Within the material below, count each line holding the string "cover" and return the total alone.

○ ○ ○

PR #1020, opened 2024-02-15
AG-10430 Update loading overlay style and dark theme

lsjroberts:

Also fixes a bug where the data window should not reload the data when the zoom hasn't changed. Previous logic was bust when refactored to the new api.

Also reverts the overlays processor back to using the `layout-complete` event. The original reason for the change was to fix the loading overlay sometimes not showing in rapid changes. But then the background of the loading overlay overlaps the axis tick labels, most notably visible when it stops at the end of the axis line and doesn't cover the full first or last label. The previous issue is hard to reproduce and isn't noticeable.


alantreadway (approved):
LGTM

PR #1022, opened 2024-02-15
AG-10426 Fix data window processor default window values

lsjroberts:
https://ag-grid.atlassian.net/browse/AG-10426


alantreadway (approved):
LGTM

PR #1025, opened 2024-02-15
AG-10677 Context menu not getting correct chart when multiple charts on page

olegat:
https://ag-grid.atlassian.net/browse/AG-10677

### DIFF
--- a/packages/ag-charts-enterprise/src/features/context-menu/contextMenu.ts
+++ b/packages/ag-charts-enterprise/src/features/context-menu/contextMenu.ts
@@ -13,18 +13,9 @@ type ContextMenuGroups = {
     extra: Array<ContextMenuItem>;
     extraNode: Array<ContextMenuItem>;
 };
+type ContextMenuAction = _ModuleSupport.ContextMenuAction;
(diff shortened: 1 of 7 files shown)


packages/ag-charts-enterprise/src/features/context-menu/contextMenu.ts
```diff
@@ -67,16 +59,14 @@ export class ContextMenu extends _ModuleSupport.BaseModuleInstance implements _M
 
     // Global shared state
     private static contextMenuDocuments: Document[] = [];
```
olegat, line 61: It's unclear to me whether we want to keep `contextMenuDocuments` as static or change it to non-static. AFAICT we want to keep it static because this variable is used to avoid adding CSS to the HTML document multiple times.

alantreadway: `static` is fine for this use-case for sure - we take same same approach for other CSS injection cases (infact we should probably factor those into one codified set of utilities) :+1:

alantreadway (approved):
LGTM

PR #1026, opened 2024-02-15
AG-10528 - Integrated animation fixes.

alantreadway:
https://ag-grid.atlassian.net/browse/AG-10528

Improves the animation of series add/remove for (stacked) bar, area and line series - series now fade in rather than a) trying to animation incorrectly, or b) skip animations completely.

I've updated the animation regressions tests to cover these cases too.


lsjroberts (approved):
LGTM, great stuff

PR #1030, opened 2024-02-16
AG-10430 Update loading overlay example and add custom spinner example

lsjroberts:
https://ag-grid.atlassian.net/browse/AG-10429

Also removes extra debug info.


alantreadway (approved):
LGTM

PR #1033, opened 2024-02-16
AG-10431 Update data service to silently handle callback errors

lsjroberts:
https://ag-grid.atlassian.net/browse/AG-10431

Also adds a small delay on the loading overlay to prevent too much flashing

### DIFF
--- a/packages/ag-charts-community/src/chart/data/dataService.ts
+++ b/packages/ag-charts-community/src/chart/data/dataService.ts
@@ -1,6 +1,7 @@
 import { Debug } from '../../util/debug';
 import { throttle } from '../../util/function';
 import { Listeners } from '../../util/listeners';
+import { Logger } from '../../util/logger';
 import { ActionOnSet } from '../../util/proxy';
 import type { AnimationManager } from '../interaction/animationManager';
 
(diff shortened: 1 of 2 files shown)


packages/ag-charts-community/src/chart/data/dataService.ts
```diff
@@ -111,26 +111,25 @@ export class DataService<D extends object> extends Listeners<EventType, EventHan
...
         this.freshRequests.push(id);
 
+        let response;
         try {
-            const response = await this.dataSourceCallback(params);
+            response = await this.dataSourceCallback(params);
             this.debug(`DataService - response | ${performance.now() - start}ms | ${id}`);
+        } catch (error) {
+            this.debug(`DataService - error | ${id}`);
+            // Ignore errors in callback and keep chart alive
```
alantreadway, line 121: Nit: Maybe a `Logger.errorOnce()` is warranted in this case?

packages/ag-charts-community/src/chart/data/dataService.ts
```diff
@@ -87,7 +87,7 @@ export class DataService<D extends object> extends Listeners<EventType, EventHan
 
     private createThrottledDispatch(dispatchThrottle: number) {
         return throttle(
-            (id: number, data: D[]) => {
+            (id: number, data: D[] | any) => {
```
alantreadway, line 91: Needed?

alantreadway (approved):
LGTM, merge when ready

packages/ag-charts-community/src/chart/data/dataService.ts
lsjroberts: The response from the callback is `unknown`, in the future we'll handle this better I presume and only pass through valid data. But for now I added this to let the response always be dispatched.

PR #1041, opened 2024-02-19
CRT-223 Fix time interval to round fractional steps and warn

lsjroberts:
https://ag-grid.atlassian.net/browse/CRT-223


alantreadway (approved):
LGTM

○ ○ ○

_EXERCISE ANSWER:_ 2